__SUPPLIED MATERIAL__
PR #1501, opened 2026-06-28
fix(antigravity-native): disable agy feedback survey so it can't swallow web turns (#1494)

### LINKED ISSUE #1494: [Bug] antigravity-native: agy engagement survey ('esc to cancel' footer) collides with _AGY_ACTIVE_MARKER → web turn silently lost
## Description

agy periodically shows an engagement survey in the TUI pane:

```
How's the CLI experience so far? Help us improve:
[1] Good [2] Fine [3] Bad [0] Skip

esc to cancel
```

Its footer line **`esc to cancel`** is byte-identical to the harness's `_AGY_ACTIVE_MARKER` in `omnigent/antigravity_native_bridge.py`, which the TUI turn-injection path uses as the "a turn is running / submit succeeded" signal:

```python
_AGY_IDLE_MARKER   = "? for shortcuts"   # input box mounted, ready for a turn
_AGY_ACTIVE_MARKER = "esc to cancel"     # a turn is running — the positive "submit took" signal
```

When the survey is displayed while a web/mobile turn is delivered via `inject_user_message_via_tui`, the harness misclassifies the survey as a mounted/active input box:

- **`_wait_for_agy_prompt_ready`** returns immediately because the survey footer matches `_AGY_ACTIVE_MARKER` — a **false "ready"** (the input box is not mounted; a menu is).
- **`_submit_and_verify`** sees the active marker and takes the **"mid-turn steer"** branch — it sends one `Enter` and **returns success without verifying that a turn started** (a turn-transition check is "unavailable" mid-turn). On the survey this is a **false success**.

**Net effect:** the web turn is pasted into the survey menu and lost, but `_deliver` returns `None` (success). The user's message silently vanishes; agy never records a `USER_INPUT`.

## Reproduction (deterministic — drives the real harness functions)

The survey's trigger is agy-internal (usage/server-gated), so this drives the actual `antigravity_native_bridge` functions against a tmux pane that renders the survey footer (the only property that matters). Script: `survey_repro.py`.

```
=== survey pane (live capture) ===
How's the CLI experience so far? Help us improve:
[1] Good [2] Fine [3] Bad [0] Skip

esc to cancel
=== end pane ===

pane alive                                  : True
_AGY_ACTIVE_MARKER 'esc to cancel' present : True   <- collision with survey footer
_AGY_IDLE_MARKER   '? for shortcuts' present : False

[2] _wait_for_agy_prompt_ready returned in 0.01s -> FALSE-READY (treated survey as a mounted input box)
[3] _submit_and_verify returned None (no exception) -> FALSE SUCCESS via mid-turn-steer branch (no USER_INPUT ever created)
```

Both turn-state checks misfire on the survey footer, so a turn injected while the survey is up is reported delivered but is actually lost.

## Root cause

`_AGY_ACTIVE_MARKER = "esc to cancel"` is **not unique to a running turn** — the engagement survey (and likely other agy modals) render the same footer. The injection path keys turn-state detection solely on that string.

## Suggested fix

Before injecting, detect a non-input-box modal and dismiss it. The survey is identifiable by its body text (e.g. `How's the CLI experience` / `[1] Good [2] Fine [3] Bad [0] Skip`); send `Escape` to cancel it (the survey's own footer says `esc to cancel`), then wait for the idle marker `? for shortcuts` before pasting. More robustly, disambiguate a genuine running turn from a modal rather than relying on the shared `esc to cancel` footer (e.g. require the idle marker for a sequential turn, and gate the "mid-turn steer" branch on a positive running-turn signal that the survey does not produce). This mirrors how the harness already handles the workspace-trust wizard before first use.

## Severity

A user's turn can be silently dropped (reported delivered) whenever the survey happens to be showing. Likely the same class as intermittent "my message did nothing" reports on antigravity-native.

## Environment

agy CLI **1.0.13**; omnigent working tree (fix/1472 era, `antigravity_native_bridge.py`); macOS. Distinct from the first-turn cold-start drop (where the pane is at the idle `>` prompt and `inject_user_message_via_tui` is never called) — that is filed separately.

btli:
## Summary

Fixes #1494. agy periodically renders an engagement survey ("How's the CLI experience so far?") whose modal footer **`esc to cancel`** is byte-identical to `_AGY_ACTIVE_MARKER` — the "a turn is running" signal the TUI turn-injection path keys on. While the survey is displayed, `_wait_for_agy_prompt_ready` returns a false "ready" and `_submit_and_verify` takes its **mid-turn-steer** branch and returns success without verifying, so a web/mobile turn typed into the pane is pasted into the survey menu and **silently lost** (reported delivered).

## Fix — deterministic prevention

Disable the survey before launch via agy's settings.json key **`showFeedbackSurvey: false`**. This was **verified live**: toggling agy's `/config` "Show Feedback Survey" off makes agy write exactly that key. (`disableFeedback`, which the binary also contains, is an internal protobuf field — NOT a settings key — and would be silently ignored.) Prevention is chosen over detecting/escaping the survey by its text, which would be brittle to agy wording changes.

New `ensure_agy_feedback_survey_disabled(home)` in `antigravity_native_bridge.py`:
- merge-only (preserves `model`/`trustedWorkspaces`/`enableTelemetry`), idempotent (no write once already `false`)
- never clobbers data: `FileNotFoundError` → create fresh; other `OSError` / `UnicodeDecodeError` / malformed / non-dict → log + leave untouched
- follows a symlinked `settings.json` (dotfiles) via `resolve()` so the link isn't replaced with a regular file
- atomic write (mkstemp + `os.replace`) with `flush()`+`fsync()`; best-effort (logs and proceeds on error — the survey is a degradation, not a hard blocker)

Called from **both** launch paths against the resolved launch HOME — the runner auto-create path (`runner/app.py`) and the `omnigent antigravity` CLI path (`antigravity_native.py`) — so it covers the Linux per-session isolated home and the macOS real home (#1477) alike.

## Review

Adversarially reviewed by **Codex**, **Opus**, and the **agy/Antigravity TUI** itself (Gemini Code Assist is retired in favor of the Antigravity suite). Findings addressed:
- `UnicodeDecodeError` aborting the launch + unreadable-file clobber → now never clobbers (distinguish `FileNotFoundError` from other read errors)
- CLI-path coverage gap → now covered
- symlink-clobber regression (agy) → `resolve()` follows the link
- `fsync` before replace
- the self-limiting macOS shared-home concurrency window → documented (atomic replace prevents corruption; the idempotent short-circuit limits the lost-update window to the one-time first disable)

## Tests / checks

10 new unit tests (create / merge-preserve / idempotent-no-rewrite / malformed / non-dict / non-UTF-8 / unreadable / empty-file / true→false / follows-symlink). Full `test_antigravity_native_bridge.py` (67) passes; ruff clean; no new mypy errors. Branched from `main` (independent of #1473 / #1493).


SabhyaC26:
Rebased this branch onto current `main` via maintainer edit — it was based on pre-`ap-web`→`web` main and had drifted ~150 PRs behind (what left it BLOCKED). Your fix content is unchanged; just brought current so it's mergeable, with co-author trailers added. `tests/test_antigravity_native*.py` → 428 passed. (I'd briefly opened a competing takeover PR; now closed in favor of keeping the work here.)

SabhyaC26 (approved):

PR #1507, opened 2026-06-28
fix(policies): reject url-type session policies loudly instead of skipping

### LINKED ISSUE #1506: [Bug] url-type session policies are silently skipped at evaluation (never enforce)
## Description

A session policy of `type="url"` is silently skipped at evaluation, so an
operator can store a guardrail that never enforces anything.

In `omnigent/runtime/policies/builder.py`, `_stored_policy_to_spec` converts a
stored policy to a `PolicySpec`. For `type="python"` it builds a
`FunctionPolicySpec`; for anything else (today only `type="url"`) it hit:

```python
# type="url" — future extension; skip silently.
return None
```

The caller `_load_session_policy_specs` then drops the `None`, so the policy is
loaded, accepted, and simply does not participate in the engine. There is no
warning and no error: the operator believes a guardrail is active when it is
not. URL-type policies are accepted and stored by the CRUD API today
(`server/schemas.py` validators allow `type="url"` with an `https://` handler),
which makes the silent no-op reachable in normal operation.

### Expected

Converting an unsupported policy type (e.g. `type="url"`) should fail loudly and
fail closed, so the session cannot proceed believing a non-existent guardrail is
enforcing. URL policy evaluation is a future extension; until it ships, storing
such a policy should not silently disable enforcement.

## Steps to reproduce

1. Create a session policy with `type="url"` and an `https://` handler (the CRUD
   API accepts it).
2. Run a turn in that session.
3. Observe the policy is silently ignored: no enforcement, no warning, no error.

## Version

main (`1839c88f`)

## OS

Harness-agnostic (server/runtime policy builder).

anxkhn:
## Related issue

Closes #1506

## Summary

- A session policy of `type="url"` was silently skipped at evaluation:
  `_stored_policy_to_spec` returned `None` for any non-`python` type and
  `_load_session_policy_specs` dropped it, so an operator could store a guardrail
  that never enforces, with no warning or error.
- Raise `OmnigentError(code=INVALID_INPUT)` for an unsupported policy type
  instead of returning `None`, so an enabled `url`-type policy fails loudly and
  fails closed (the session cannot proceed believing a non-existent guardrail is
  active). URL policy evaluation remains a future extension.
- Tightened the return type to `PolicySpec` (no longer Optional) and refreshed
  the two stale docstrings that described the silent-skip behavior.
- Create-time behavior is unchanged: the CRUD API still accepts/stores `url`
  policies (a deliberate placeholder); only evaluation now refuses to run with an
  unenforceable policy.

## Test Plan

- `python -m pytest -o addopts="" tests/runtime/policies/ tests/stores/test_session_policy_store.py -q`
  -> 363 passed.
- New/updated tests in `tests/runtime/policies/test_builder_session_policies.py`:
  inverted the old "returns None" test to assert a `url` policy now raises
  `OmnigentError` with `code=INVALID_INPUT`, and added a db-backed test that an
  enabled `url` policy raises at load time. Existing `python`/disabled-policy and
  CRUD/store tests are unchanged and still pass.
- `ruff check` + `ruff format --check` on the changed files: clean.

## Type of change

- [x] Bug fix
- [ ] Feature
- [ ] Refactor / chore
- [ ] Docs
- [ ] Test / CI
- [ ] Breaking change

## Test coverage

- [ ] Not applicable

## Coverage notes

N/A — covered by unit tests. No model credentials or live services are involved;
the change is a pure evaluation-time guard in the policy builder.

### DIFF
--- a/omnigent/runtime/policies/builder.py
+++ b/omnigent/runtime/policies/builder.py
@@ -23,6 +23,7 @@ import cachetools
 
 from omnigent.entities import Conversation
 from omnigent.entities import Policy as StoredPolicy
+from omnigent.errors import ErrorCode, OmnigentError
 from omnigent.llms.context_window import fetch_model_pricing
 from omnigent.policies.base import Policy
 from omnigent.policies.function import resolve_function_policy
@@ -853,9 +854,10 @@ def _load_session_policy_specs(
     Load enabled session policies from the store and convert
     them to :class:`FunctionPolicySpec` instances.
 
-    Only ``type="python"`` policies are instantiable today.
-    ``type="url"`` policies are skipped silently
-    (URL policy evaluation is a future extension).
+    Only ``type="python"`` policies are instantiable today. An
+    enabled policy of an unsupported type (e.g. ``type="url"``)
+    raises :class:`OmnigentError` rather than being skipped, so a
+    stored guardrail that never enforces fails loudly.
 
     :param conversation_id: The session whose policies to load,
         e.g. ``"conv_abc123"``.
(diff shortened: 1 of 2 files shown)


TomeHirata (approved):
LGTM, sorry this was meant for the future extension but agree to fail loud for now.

__HOW TO COMPLETE THIS TASK__
Using the data above, restate word for word the lines from its opening line through the line that contains "a menu is).", and no more.

__RESPONSE TO THE EXERCISE__
PR #1501, opened 2026-06-28
fix(antigravity-native): disable agy feedback survey so it can't swallow web turns (#1494)

### LINKED ISSUE #1494: [Bug] antigravity-native: agy engagement survey ('esc to cancel' footer) collides with _AGY_ACTIVE_MARKER → web turn silently lost
## Description

agy periodically shows an engagement survey in the TUI pane:

```
How's the CLI experience so far? Help us improve:
[1] Good [2] Fine [3] Bad [0] Skip

esc to cancel
```

Its footer line **`esc to cancel`** is byte-identical to the harness's `_AGY_ACTIVE_MARKER` in `omnigent/antigravity_native_bridge.py`, which the TUI turn-injection path uses as the "a turn is running / submit succeeded" signal:

```python
_AGY_IDLE_MARKER   = "? for shortcuts"   # input box mounted, ready for a turn
_AGY_ACTIVE_MARKER = "esc to cancel"     # a turn is running — the positive "submit took" signal
```

When the survey is displayed while a web/mobile turn is delivered via `inject_user_message_via_tui`, the harness misclassifies the survey as a mounted/active input box:

- **`_wait_for_agy_prompt_ready`** returns immediately because the survey footer matches `_AGY_ACTIVE_MARKER` — a **false "ready"** (the input box is not mounted; a menu is).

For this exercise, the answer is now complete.